CWR offers significant benefits for enhancing simulations, but there are also several challenges. For one thing, CWR generates truly enormous amounts of data. Managing, storing, and analyzing this effectively is a challenge, especially in large-scale installations. Data needs to be carefully interpreted, and possible filtered or condensed, before it can be useful in simulations. Identifying the most critical parameters and extracting actionable insights from waveform recordings requires expertise in PQ analysis as well as simulation modeling.
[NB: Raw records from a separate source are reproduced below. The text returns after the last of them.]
Issue #1435, opened 2022-01-14
Github & Google Authentication in dev-mode Demo App


Intevel:
**This issue is a sub-thread of #1393**

Github authentication does not work in `dev-mode` of the demo. Currently **experimental**, I could find that there is a problem in the callback, as soon as you click on **Github** login and are redirected back to the Nuxt App callback you get stuck in the login screen.

Currently I think the `addAuthorize` method is the problem,if I log the response and or error in the axios request it works. As soon as I take out the logging it doesn't work, **I'm experimenting around and trying to solve the problem.** 

- [x] Google auth (#1437)
- [ ] Github auth

[In agreement with @bmulholland](https://github.com/nuxt-community/auth-module/issues/1393#issuecomment-1013084323)

Intevel:
This error is extremely confusing, I removed the logging again and rebuilt the module and there are no problems

Intevel:
Google Auth still not working:
**400: invalid_request
Parameter not allowed for this message type: code_challenge_method**


Additional Issues: #1199, #850

Issue #970, opened 2020-12-31
Intercept and pass on id_tokens


dschreij:
### Is your feature request related to a problem? Please describe.

Consider the following workflow (which I think is very common):
1. Nuxt-auth authenticates with an Oauth provider (for example Auth0) and receives an `access_token` and `id_token`. The first indicates *if* the user can access the API, and the latter contains info about the user's identity. Nuxt-auth only captures the access_token and discards the id_token.
2. Nuxt-auth includes the access_token to API calls.
3. The API can tell the user is allowed access, but does not know the identity of the user as this is contained by the ID token.
4. The API needs to call a `/userinfo` endpoint (in case of Auth0) for each request it receives, to determine the user's identity. The frequency of doing this will soon go through the roof if the app grows larger. If I remember correctly, Auth0 rate limits calls to `/userinfo` with max 5 per minute (per user?), so this will become unworkable when the number of API calls increase.

### Describe the solution you'd like to see

An option to catch the id_token and perhaps a flag to indicate if it should be passed on with outgoing ajax calls. Something in the line as is now possible for `refresh_token` but then with options specific to `id_token`.

### Describe alternatives you've considered

I have currently solved this problem by using Auth0's rules feature to 'inject' the email address into the access_token, but this feels quite hacky to say the least, and this option is of course specific to Auth0, while other services may also use an ID token to identify the user, and don't allow changing the access token. I think it is also convention to keep authentication and identification information separated in different tokens, but I can't find any references for this.

I have also tried setting the `token.property` field to `id_token` as was [suggested in the docs](https://auth.nuxtjs.org/schemes/oauth2#token-1) to do with the Google authentication API, but then the login procedure gets stuck in an infinite loop, so I guess the ID token can't pass for authentication. Moreover, it is also advised against by [Auth0's docs](https://auth0.com/docs/tokens#id-tokens) itself to:

> Do *not* use ID tokens to gain access to an API.

### Additional context

I'd be willing to see if I can free up some time to work on this, but I need to know if such a feature is widely requested and not only need by myself before I make an attempt. Additionally, I don't know what is the convention for passing these ID tokens on to an API. For access tokens it is of course an entry in the header (`Authorization: Bearer ....`), but should the ID token be passed along the same lines, and what header label should be used then?

phani1kumar:
This id_token is required for google provider as well for me.

PR #1437, opened 2022-01-14
fix: Google authorization fix in dev-demo

Intevel:
This PR belongs to this Issue #1435


Intevel:
@bmulholland This is the fix for google auth in demo-app, related to #1393

Intevel:
I added the Spotify auth provider to this in the oauth2 schema, he put that in this PR for whatever reason.

bmulholland:
Please separate spotify into a separate PR -- having two things together makes it hard for me to review. You'll need to create a separate branch & PR; anything on your dev branch is going to update this PR here.

src/providers/google.ts
```diff
@@ -12,6 +12,7 @@ export function google(
 ): void {
   const DEFAULTS: typeof strategy = {
     scheme: 'oauth2',
+    codeChallengeMethod: '',
```
bmulholland, line 15: S256 seems to be what Google prefers: https://developers.google.com/identity/protocols/oauth2/native-app

bmulholland:
And thanks again for the help -- really appreciated!

src/providers/google.ts
Intevel: But it doesn't work.

bmulholland: What do you mean? Why?

bmulholland:
Thanks for separating Spotify into a separate PR. Could you please also cut this one down to just the Google auth fix? Then I can review only those changes.

src/providers/google.ts
Intevel: S256 doesn't work properly in the context, why I don't know. There is a lot on stsckoverflow about this and the only way to solve this is to leave it empty.

Intevel:
I moved spotify to #1483

bmulholland:
Thank you!

.gitignore
```diff
@@ -10,3 +10,4 @@ dist
 package-lock.json
 _book
 temp
+demo/.env
```
bmulholland, line 13: Can you please fix the newline ending for this file?

src/schemes/oauth2.ts
```diff
@@ -259,7 +259,7 @@ export class Oauth2Scheme<
     // Set Nonce Value if response_type contains id_token to mitigate Replay Attacks
     // More Info: https://openid.net/specs/openid-connect-core-1_0.html#NonceNotes
     // More Info: https://tools.ietf.org/html/draft-ietf-oauth-v2-threatmodel-06#section-4.6.2
-    if (opts.response_type.includes('token')) {
+    if (opts.response_type.includes('id_token')) {
```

It’s also vital that CWR data integrates smoothly with simulation software, and that results reflect real-world dynamics as precisely as possible.
In short…
Simulations are essential for ensuring optimal PQ in electrical installations, which is crucial for reliable and efficient operation. They help predict system behavior, prevent disturbances, improve energy efficiency, and ensure regulatory compliance. However, challenges related to model accuracy, complexity, and data analysis need to be carefully overcome to make simulations effective. If these are dealt with appropriately, simulations provide substantial benefits, from reducing risks and costs to improving system performance and reliability.
Continuous Waveform Recording plays an essential role in enhancing the accuracy, reliability, and effectiveness of simulations, modeling, and analysis in important ways. By providing ongoing, real-time, high-resolution data electrical parameters, CWR enables more precise modeling and validation, thus helping identify and troubleshoot PQ issues, while supporting predictive maintenance and dynamic adjustments.